BEIJING: Freight rates for very large crude carriers (VLCCs) face a roller-coaster ride on uncertain cargo volumes and vessel supply ahead of a fourth-quarter boom, brokers said.
Charter rates, which have rebounded sharply, could fall as more supertankers become available for charter in the last 10 days of this month, a Singapore-based VLCC ship broker said on Friday.
Rates from the Middle East to Japan have climbed 17 points on the Worldscale measure after hitting a six-and-a-half year low on Aug. 26. That is equivalent in average earnings of almost $21,000 per day.
Supertanker rates from West Africa to China have also recovered.

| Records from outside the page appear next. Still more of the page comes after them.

PR #22320, opened 2025-06-23
fix(stream): truncate flushed chunks which were read

kwannoel:

### Bug fix

Chunks residing in the logstore buffer may also reside in storage if they were flushed. When reading these chunks we should truncate the persisted chunk. This PR makes that improvement.

### Test fix

Separately, we also improve the reliability of the test. Before this PR we would use `row count` to tell when the MV has caught up to upstream. However, this is not a reliable or general mechanism. It's not general because it assumes the MV's workload is strictly increasing. It's also not reliable, because of the same reason. In our tests, we cycle through deletes and inserts, so there's a very slight chance that we hit the row count even though we haven't fully caught up with upstream:
```
| insert | delete | insert | delete | insert | delete
                          ^--------------- if logstore is processed till here,
                                           it will be seen as "caught up"
```

After we introduce offline realignment of unaligned join in the previous PR, we use it now in this PR, and will deterministically enforce realignment.

## Checklist

## Documentation

<details>

</details>

### DIFF
--- a/src/tests/simulation/tests/integration_tests/log_store/utils.rs
+++ b/src/tests/simulation/tests/integration_tests/log_store/utils.rs
@@ -136,7 +136,7 @@ pub(crate) async fn assert_lag_in_log_store(
     bail!("there was no lag in the logstore")
 }
 
-pub(crate) async fn assert_no_lag_in_log_store(cluster: &mut Cluster, name: &str) -> Result<()> {
+pub(crate) async fn assert_no_lag_in_log_store(cluster: &mut Cluster, name: &str, result_count: usize) -> Result<()> {
     let mut session = cluster.start_session();
     let query = format!("SELECT COUNT(*) FROM {name}");
     let result = session.run(query).await?;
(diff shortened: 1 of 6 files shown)


kwannoel:
* **#22364** <a href="https://app.graphite.dev/github/pr/risingwavelabs/risingwave/22364?utm_source=stack-comment-icon" target="_blank">Graphite</a>
* **#22320** <a href="https://app.graphite.dev/github/pr/risingwavelabs/risingwave/22320?utm_source=stack-comment-icon" target="_blank">Graphite</a> 👈 <a href="https://app.graphite.dev/github/pr/risingwavelabs/risingwave/22320?utm_source=stack-comment-view-in-graphite" target="_blank">(View in Graphite)</a>
* **#22331** <a href="https://app.graphite.dev/github/pr/risingwavelabs/risingwave/22331?utm_source=stack-comment-icon" target="_blank">Graphite</a>
* `main`


<h2></h2>

wenym1 (approved):
LGTM

Seems the fix indicated by the PR title is already included in the previous PR. May update this PR title.

kwannoel:
> LGTM
> 
> Seems the fix indicated by the PR title is already included in the previous PR. May update this PR title.

Looks like I mistakenly include the fix in the previous PR. Updated.

src/tests/simulation/tests/integration_tests/log_store/utils.rs
```diff
@@ -136,34 +136,34 @@ pub(crate) async fn assert_lag_in_log_store(
...
+
+    cluster.simple_kill_nodes(&nodes).await;
+    cluster.simple_restart_nodes(&nodes).await;
+
+    // wait for recovery
+    cluster.wait_for_recovery().await?;
+
+    let mut session = cluster.start_session();
+    assert_parallelism_eq(&mut session, 10).await;
+
```
kwannoel:
```suggestion
```

PR #22326, opened 2025-06-23
feat: Use ActorAlignmentMapping instead of WorkerSlotMapping in the scheduler

shanicky:

This PR attempts to use a new `ActorAlignmentId`, which is `(worker_id, actor_idx)`, instead of the original `WorkerSlotId` `(worker_id, slot_idx)` in the scheduler. This way, an `ActorAlignmentMapping` can accommodate the mapping relationships for Worker, Actor, and Vnode all at once, enabling more precise control and laying the groundwork for future PRs.

In future plans, WorkerSlotMapping will be gradually phased out.

## Checklist

### DIFF
--- a/src/common/src/hash/consistent_hash/mapping.rs
+++ b/src/common/src/hash/consistent_hash/mapping.rs
@@ -400,10 +400,6 @@ impl ActorMapping {
     ) -> ActorAlignmentMapping {
         let mut worker_actors = HashMap::new();
 
-        let challenge = self.iter_unique().collect_vec();
-
-        assert!(challenge.is_sorted());
-
         for (idx, actor_id) in self.iter_unique().enumerate() {
             let worker_id = actor_to_worker
                 .get(&actor_id)


src/common/src/hash/consistent_hash/mapping.rs
```diff
@@ -31,6 +31,51 @@ use crate::util::iter_util::ZipEqDebug;
...
+#[derive(Clone, Copy, PartialEq, Eq, Hash, Ord, PartialOrd)]
+pub struct ActorAlignmentId(u64);
+
+impl ActorAlignmentId {
+    pub fn worker_id(&self) -> u32 {
+        (self.0 >> 32) as u32
+    }
+
+    pub fn actor_idx(&self) -> u32 {
+        self.0 as u32
```
yezizp2012, line 43: Please add some comments, as the `as` operation here is somewhat implicit.

yezizp2012 (approved):
lgtm

PR #22327, opened 2025-06-23
feat: introduce rwadmin user for cloud control plane

yezizp2012:

Related #22260 . In this PR, we introduced a new initial super user `rwadmin`, dedicated solely to the cloud control plane. This user cannot be altered or dropped, except for password changes made by the user itself. Note that:
1. For newly initialized clusters, `rwadmin` will be created automatically together with default superusers `root` and `postgres`. 
2. For existing clusters, to ensure security (mainly for non-cloud clusters), `rwadmin` is not automatically created, but we can still use other superusers to create it. Following that, the cloud control plane can utilize it for login and periodically update its password. Cc @wjf3121 

Additionally, I think that in the official quick start documentation, a security reminder should be added that when using RisingWave in a prod environment, the default superusers' password should be changed. @hengm3467 

## Checklist

## Documentation

<details>

</details>

### DIFF
--- a/src/meta/model/migration/src/m20230908_072257_init.rs
+++ b/src/meta/model/migration/src/m20230908_072257_init.rs
@@ -931,6 +931,14 @@ impl MigrationTrait for Migration {
                 true.into(),
                 true.into(),
             ])
+            .values_panic([
+                3.into(),
+                "rwadmin".into(),
+                true.into(),
+                true.into(),
+                true.into(),
+                true.into(),
+            ])
             .to_owned();
 
         // Since User table is newly created, we assume that the initial user id of `root` is 1 and `postgres` is 2.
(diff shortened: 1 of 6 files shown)


src/meta/model/migration/src/m20230908_072257_init.rs
```diff
@@ -931,6 +931,14 @@ impl MigrationTrait for Migration {
...
+                3.into(),
+                "rwadmin".into(),
+                true.into(),
+                true.into(),
+                true.into(),
+                true.into(),
+            ])
             .to_owned();
 
         // Since User table is newly created, we assume that the initial user id of `root` is 1 and `postgres` is 2.
```
BugenZhao: Shall we update the comment as well?

PR #22331, opened 2025-06-23
feat(meta): support offline realignment of unaligned join

kwannoel:

Only used for testing: https://github.com/risingwavelabs/risingwave/pull/22320.

I don't plan to make it user-facing (yet).

## Checklist

## Documentation

<details>

</details>

### DIFF
--- a/src/meta/service/src/stream_service.rs
+++ b/src/meta/service/src/stream_service.rs
@@ -36,6 +36,7 @@ use risingwave_pb::meta::table_fragments::PbState;
 use risingwave_pb::meta::table_fragments::actor_status::PbActorState;
 use risingwave_pb::meta::table_fragments::fragment::PbFragmentDistributionType;
 use risingwave_pb::meta::*;
+use risingwave_pb::stream_plan::stream_node::NodeBody;
 use tonic::{Request, Response, Status};
 
 use crate::barrier::{BarrierScheduler, Command};
@@ -538,6 +539,35 @@ impl StreamManagerService for StreamServiceImpl {
             .await?;
 
         Ok(Response::new(AlterConnectorPropsResponse {}))
+    }
+
+    async fn set_sync_log_store_aligned(
+        &self,
+        request: Request<SetSyncLogStoreAlignedRequest>,
+    ) -> Result<Response<SetSyncLogStoreAlignedResponse>, Status> {
+        let req = request.into_inner();
+        let job_id = req.job_id;
+        let aligned = req.aligned;
+
+        self.metadata_manager
+            .catalog_controller
+            .mutate_fragments_by_job_id(
+                job_id as _,
+                |_mask, stream_node| {
+                    if let Some(body) = &mut stream_node.node_body
+                        && let NodeBody::SyncLogStore(sync_log_store) = body
+                    {
+                        sync_log_store.aligned = aligned;
+                        true
+                    } else {
+                        false
+                    }
+                },
+                "no fragments found with synced log store",
+            )
+            .await?;
+
+        Ok(Response::new(SetSyncLogStoreAlignedResponse {}))
     }
 }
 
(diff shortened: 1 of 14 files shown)


kwannoel:
* **#22364** <a href="https://app.graphite.dev/github/pr/risingwavelabs/risingwave/22364?utm_source=stack-comment-icon" target="_blank">Graphite</a>
* **#22320** <a href="https://app.graphite.dev/github/pr/risingwavelabs/risingwave/22320?utm_source=stack-comment-icon" target="_blank">Graphite</a>
* **#22331** <a href="https://app.graphite.dev/github/pr/risingwavelabs/risingwave/22331?utm_source=stack-comment-icon" target="_blank">Graphite</a> 👈 <a href="https://app.graphite.dev/github/pr/risingwavelabs/risingwave/22331?utm_source=stack-comment-view-in-graphite" target="_blank">(View in Graphite)</a>
* `main`


<h2></h2>

src/stream/src/executor/sync_kv_log_store.rs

That followed a surge in chartering activity with around 50 eastbound cargoes fixed from the Middle East and West Africa by operators and traders, including the National Shipping Company of Saudi Arabia (Bahri), and Morgan Stanley, Reuters chartering data showed.
Unipec, the trading and shipping arm of China Petroleum & Chemical Corporation (Sinopec), fixed 20 of these cargoes from the Middle East and West Africa to Asia, mainly China.
Many of the early fixtures were older vessels or supertankers chartered straight from dry dock at cheaper rates by owners because otherwise the ships would have to wait for cargo, the broker said.